Quest'anno Asso Dj Festival non è stato una semplice gara, ma uno spettacolo che ha esaltato la figura del deejay come artista creativo e compositore. Esempio ne sono stati l' omaggio alla mediterranean progressive a cura di Frankye Polaris, accompagnato da un montaggio video appositamente creato, e una sua speciale versione dell'Habanera dalla Carmen di Bizet nata attraverso la collaborazione con il Bitonto Opera Festival. Sulle sue note, si sono esibite dal vivo la soprano Teresa Tassiello e la ballerina Lucia Saponieri. "Siamo davvero soddisfatti della riuscita della serata. Fino all'arrivo della pioggia tantissime persone hanno ballato e si sono divertite, riempiendo la piazza e apprezzando le esibizioni. Obiettivo di Asso Dj Festival è quello di valorizzare la figura del deejay come professionista che lavora nella legalità e come artista che non si limita alla discoteca: crediamo quest'anno che l'obiettivo sia stato centrato" ha commentato Daniela Tatulli, responsabile di Assodeejay per Bari e provincia. "Quest'anno possiamo ritenerci molto soddisfatti- ha rimarcato Francesco Saponieri (in arte Frankye Polaris), Responsabile Puglia Sud e docente dei corsi di formazione per l'Associazione-abbiamo ricevuto tantissime iscrizioni per la gara e abbiamo avuto un'ottima risposta di pubblico".

Hanno preso parte alla serata, come giudici di qualità, lo speaker radiofonico Cecco Corvasce, il dj Mirko Alimenti, Responsabile Assodeejay per Roma e provincia e Carmine Muscio, Responsabile Puglia Nord e Basilicata. In giuria anche Francesco Saponieri e Vito Schiraldi e Francesco Paolo Cambione per Go Streaming. "Questa serata porta in piazza il culto della legalità applicata al mondo dello spettacolo. I deejay sono musicisti e per me è importante essere qui anche per scoprire qualche talento locale da inserire nei circuiti radiofonici" ha sottolineato Corvasce. Se Cecco Corvasce era l'ospite d'onore della serata, Mirko Alimenti è ormai ospite fisso della manifestazione: "Partecipo ad Asso Dj Festival fin dalla prima edizione. La Puglia per me è ormai una seconda casa. Ho seguito da vicino la crescita di questo evento che quest'anno ha superato le aspettative facendo sì ballare e divertire il pubblico presente nella bellissima piazza di Bitonto, ma presentandosi anche come spettacolo semplicemente da guardare da parte di chi non ama ballare" ha sottolineato Mirko Alimenti. E' intervenuto alla serata anche l'assessore alla Cultura del Comune di Bitonto Rino Mangini, che ha portato i saluti dell'amministrazione comunale.

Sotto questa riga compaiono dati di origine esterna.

PR #903, opened 2016-02-17
ensure run once tasks don't get launched at startup

tpetr:
- Update SingularityStartup logic to ignore both `ON_DEMAND` and `RUN_ONCE` requests.
- Add unit test to assert that `RUN_ONCE` requests aren't launched at startup

### DIFF
--- a/SingularityBase/src/main/java/com/hubspot/singularity/SingularityRequest.java
+++ b/SingularityBase/src/main/java/com/hubspot/singularity/SingularityRequest.java
@@ -206,7 +206,7 @@ public class SingularityRequest {
 
   @JsonIgnore
   public boolean isOneOff() {
-    return requestType == RequestType.ON_DEMAND || requestType == RequestType.RUN_ONCE;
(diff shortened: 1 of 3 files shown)


SingularityBase/src/main/java/com/hubspot/singularity/SingularityRequest.java
```diff
@@ -206,7 +206,7 @@ public boolean isAlwaysRunning() {
 
   @JsonIgnore
   public boolean isOneOff() {
-    return requestType == RequestType.ON_DEMAND;
+    return requestType == RequestType.ON_DEMAND || requestType == RequestType.RUN_ONCE;
```
tpetr: @wsorenson do you agree with this approach, or would you rather I update the check in [SingularityStartup](https://github.com/HubSpot/Singularity/blob/master/SingularityService/src/main/java/com/hubspot/singularity/mesos/SingularityStartup.java#L138)?

PR #906, opened 2016-02-19
Even number across racks

Calvinp:
When scaling a rackSensitive request, it is best to scale to a number of instances that is a multiple of the number of racks to evenly spread load across each rack.

With this change, if scaling is selected but the target number of instances is not a multiple of the number of racks, a new dialog will pop up notifying the user of this fact. It has radio buttons to choose between the number they entered, the multiple one lower than the number they entered (but 0 is never suggested), and the multiple one higher than the one they entered. 
So, if there are 3 racks and the user tries to scale to 5 instances, they will be prompted to choose between 3, 5 and 6 instances.
The radio button corresponding to the number the user entered is selected by default, so if the user fat fingers the ok button they will still get what they originally wanted.

### DIFF
--- a/SingularityUI/app/models/Request.coffee
+++ b/SingularityUI/app/models/Request.coffee
@@ -245,18 +245,17 @@ class Request extends Model
             else
                 callback()
 
-    promptScaleEvenNumberRacks: (data, mod, bounce, incremental, message, duration, callback) =>
+    promptScaleEvenNumberRacks: (scaleData) =>
         vex.dialog.open
             message: scaleEvenNumbersTemplate
-                instances: parseInt(data.instances)
-                notOneInstance: parseInt(data.instances) != 1
+                instances: parseInt(scaleData.data.instances)
+                notOneInstance: parseInt(scaleData.data.instances) != 1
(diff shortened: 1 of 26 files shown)


SingularityUI/app/models/Request.coffee
```diff
@@ -235,7 +238,46 @@ class Request extends Model
...
+            callback: (data) =>
+                return unless data
+                scaleData.data.instances = data.instances
+                @callScale scaleData.data, scaleData.bounce, scaleData.incremental, scaleData.message, scaleData.duration, scaleData.callback
+
+    checkScaleEvenNumberRacks: (data, bounce, incremental, message, duration, callback) =>
+        return 0 unless @attributes.request.rackSensitive
+        if not @racks
+            @racks = new Racks []
+            @racks.fetch { async: false }
```
ssalinas: We should be sure to catch errors here. If the call to fetch the number of racks fails for some reason, we should allow the user to continue without the extra prompt

ssalinas:
This should be gtg now that we can optionally opt out of the messages, thanks @Calvinp

PR #908, opened 2016-02-19
Fuzzy sort better adjusted score

Calvinp:
Requests and tasks that were searched from the requests (or tasks) page would sometimes filter to the bottom of search results despite containing the search term. This is because the fuzzy search algorithm only favored requests that started with the term (and not even that for tasks).
This fixes that, giving the highest score to requests or tasks that start with the search term, a medium score to requests or tasks that contain the search term, and a low score to others.

### DIFF
--- a/SingularityUI/app/utils.coffee
+++ b/SingularityUI/app/utils.coffee
@@ -198,5 +198,13 @@ class Utils
         else
           {}
 
+    @fuzzyAdjustScore: (filter, fuzzyObject) ->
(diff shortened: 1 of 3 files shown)


ssalinas:
logic looks good. Now that this is replicated in two places, can we move the score adjusting logic maybe into `utils.coffee`? Then we just have one place to update if we want to change it

Calvinp:
The score adjusting logic is moved into utils.

PR #913, opened 2016-02-19
Healthcheck notification won't display if task state is TASK_FAILED

Calvinp:
The notification that the task failed due to no passing healthchecks was being displayed even for tasks that failed on their own for other reasons.

This fixes that.

### DIFF
--- a/SingularityUI/app/views/taskHealthcheckNotificationSubview.coffee
+++ b/SingularityUI/app/views/taskHealthcheckNotificationSubview.coffee
@@ -14,6 +14,7 @@ class taskHealthcheckNotificationSubview extends View
 
     render: =>
         return if not @model.synced
+        return if _.last(@model.attributes.taskUpdates).taskState is "TASK_FAILED" # This is unfortunately the only place last state is stored.
         @$el.html @template @renderData()
 
     renderData: =>


SingularityUI/app/views/taskHealthcheckNotificationSubview.coffee
```diff
@@ -14,6 +14,7 @@ class taskHealthcheckNotificationSubview extends View
 
     render: =>
         return if not @model.synced
+        return if _.last(@model.attributes.taskUpdates).taskState is "TASK_FAILED" # This is unfortunately the only place last state is stored.
```
ssalinas: We are pulling the task state in the same way in other places as well, no need for the comment here. Alternatively, if you want it cleaner here, you could add a line in `parse` on the model for the task and set an attribute called `currentState` using the code above. Then we have it for reference later on on each task model that we look at

Calvinp: Changed.

ssalinas:
:+1:

SingularityUI/app/views/taskHealthcheckNotificationSubview.coffee
```diff
@@ -14,6 +14,7 @@ class taskHealthcheckNotificationSubview extends View
 
     render: =>
         return if not @model.synced
+        return if @model.attributes.lastKnownState is "TASK_FAILED"
```
zdhickman: Single quotes for this?

PR #1171, opened 2016-07-25
Do not remove from LB if not yet added

ssalinas:
In this order of events, we were submitting a LB `ADD` request _after_ the `REMOVE` request, with the result that the presence of the REMOVE caused us to never properly remove the task from the LB:

- deploy `1` running
- deploy `2` starts
- replacement task for deploy `1` enters `TASK_RUNNING`
- deploy `2` tasks are healthy and LB `ADD`/`REMOVE` is triggered (but contains the replacement task above)
- replacement task from deploy `1` becomes healthy and LB `ADD` is sent

This fixes the deploy logic to only issue the `REMOVE` as part of the deploy if the `ADD` is already present and successful. If the `ADD` completes after/during the deploy lb actions, the task will still be properly removed from the LB during cleanup since the LB `REMOVE` will not be present.


ssalinas:
This tested well in each of our environments, merging the fix

PR #1172, opened 2016-07-25
Deploy detail page fixes and improvements

Calvinp:
- Fixes the bug that caused the deployDetailPage to get stuck in an infinite render/API call loop.
- Fixes the bug that prevented pending deploys from being rendered.
- Implements new deploy form redirecting to the created deploy if creating that deploy was successful.
- Implements 404 scaffolding - an api call can have an options parameter `isMainApiCall`, which if set automatically ignores 404s (so the user doesn't get the popup dialog). The page can then see the 404 and render a not found page instead of trying to render itself (annoying boilerplate that it would be nice to get rid of). Note - once this is merged, other pages can make use of this functionality to render the not found page.
- Now deploys that don't exist will show up as a not found page to the user.
- General code cleanliness improvements.

cc @tpetr @kwm4385 @wolfd

### DIFF
--- a/SingularityUI/app/rootComponent.jsx
+++ b/SingularityUI/app/rootComponent.jsx
@@ -1,7 +1,6 @@
 import React from 'react';
 import classNames from 'classnames';
 
-// eslint-disable-next-line no-unused-vars react/no-multi-comp
 const rootComponent = (Wrapped, title, refresh = _.noop, refreshInterval = true, pageMargin = true) => class extends React.Component {
 
   constructor(props) {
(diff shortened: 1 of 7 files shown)


SingularityUI/app/rootComponent.jsx
```diff
@@ -1,7 +1,6 @@
 import React from 'react';
 import classNames from 'classnames';
 
-// eslint-disable-next-line no-unused-vars react/no-multi-comp
```
Calvinp: Forgot about this line. That `eslint-disable` was not necessary so I removed it when I thought the bugfix was in `rootComponent`.
Its deletion in this PR isn't harmful so I'm going to leave it deleted.

kwm4385:
LGTM

PR #1176, opened 2016-07-28
remove the now > start check in RFC5545

ssalinas:
Need to loop from the real start each time to get the scheduling correct.

@grepsr can test and confirm that this works the way you would expect?

/cc @tpetr


grepsr:
@ssalinas Thanks I will test this!

Regarding MAX_ITERATIONS = 10000, I think 10k is a small number.

If someone wants to do an hourly job, it will stop working after 1.1 years

Since the loop will return midway, once a matching interval is found - it will hardly ever loop a lot?
Perhaps we should just increase the number to MAX_ITERATIONS = 1000000?
This way it will work properly for 114 years lol.

Hate to have so many loops, but if you think of it, the cron library probably loops internally like this too - so it seems ok?

ssalinas:
@grepsr bumped the max iterations as well.

grepsr:
Awesome, thanks!

PR #1177, opened 2016-07-28
Task detail bug fixes

Calvinp:
Fixes the following bugs in the task detail page:
- Stray `0`s popped up in the `Resource Usage` section from time to time.
- `UsageInfo` component had a failed propType
- Healthcheck failure message said `Last healthcheck responded with [object Object]` instead of the proper HTTP status code.
- On 404 of task files, a notification was shown to the user that made it seem like API requssts are failing. Wheras in reality it was just that the slave was decommissioned.
- There were some variable names such as `hcs` or `h`. These are now expanded to `healthcheckResults` and `healthcheck`
- Extra Command Line Args could get passed into InfoBox as an array. This is now properly handled.

Note that the first three of these are bugs that I myslef introduced while fixing bigger bugs or code uncleanliness.


Calvinp:
cc @wolfd @kwm4385 @tpetr

tpetr:
LGTM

"Assodeejay ha come mission informare i nuovi professionisti del settore sui diritti e sugli obblighi fiscali e su come svolgere legalmente la professione perseguendo i principi deontologici che la regolamentano- spiega Mario di Gioia, Presidente AssoDeejay- . Inoltre intende portare questa figura professionale al di fuori degli ambienti in cui è di solito contestualizzata, a dimostrazione del fatto che il dj non lavora solo nelle discoteche e la sua opera non è rivolta solo ad un pubblico giovanile. Grazie alle nuove tecnologie, infatti, il dj è un artista in grado di poter creare musica al momento, adeguandosi al contesto in cui si esibisce e alla platea che lo ascolta". "Serate come questa - ha aggiunto Carmine Muscio - sono il veicolo migliore per raggiungere l'obiettivo. Il coinvolgimento diretto è sempre molto efficace".